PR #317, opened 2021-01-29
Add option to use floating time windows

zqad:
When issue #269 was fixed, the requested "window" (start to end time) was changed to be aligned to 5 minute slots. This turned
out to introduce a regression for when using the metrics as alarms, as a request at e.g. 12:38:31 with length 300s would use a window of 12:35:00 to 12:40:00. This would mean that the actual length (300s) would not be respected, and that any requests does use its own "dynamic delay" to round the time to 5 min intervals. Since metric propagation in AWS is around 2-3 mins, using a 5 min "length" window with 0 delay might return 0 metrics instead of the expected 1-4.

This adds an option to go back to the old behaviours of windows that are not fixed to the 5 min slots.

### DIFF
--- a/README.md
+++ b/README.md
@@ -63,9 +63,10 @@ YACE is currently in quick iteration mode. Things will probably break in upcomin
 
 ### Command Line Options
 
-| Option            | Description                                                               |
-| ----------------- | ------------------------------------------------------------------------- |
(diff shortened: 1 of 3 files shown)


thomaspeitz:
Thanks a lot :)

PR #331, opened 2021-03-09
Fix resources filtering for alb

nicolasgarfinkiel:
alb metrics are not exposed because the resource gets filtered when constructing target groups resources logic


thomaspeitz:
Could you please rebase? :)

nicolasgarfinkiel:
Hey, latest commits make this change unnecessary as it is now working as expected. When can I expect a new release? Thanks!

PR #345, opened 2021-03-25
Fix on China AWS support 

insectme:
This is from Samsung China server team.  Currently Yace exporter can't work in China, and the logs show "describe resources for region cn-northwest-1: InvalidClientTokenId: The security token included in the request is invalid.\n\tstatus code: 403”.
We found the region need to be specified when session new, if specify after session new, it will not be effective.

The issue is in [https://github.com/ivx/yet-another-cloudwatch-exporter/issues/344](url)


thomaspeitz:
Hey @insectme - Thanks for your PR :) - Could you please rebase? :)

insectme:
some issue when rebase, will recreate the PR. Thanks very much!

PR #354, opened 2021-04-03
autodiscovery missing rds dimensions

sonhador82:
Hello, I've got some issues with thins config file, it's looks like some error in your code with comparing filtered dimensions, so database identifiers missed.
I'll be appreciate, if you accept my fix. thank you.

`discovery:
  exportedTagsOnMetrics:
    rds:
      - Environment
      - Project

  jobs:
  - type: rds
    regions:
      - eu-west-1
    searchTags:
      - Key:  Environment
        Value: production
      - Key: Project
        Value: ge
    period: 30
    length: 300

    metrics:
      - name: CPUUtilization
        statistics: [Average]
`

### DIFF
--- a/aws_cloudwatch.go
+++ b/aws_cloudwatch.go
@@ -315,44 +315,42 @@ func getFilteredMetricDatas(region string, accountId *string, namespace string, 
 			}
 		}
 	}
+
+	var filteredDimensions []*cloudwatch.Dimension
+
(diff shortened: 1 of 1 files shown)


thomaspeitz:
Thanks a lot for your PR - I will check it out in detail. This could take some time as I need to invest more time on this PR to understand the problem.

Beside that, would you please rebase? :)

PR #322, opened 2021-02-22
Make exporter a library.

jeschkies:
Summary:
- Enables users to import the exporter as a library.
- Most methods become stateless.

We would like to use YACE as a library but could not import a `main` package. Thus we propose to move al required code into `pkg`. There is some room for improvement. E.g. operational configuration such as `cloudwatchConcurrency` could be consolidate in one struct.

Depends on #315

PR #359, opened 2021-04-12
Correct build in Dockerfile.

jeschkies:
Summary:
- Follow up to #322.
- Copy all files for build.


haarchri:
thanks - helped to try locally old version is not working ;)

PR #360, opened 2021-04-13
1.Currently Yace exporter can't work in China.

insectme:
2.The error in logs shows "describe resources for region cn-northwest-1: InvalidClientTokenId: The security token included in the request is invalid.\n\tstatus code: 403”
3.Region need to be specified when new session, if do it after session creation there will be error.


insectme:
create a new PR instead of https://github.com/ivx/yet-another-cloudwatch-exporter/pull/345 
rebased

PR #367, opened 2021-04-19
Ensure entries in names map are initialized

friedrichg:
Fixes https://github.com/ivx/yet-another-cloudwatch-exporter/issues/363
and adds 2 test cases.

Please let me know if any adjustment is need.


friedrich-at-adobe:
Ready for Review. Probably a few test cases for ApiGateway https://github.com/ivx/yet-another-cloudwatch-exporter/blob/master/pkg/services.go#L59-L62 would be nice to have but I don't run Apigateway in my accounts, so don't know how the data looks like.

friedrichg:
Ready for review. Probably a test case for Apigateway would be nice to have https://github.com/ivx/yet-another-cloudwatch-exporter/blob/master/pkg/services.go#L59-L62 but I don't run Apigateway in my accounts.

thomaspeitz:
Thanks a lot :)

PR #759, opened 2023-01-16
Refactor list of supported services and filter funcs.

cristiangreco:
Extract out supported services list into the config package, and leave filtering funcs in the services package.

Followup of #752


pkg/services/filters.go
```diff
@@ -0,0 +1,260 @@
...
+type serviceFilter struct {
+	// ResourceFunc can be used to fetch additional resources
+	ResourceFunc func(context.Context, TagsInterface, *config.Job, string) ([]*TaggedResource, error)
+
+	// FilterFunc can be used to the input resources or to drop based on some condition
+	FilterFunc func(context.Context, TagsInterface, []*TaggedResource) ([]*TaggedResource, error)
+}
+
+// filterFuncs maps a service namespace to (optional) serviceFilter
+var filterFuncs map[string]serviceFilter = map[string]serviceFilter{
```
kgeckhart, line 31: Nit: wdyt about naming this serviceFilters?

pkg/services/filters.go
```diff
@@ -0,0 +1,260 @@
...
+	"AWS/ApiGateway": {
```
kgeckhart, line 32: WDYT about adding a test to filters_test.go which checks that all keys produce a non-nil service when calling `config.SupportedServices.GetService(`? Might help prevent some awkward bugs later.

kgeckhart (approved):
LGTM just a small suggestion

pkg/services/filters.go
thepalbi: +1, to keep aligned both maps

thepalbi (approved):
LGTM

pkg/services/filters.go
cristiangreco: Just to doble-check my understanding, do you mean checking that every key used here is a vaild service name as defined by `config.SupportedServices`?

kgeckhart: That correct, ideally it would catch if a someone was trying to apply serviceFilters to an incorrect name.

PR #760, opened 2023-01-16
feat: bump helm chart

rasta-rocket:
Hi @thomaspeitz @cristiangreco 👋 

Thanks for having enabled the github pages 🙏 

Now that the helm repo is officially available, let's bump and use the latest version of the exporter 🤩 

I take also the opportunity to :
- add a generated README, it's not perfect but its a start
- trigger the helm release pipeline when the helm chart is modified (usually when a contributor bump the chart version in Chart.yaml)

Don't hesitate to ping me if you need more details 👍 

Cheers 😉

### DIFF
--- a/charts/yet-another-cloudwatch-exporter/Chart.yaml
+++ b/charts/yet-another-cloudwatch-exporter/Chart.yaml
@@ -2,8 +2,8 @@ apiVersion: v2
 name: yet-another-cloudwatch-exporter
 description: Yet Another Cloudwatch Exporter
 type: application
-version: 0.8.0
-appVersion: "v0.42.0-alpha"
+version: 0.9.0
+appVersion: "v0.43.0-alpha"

++++++++++++++++++++

DIRECTIONS FOR THIS TASK » Give the count of lines in the data shown above that contain "like", and nothing else.

EXERCISE SOLUTION » 3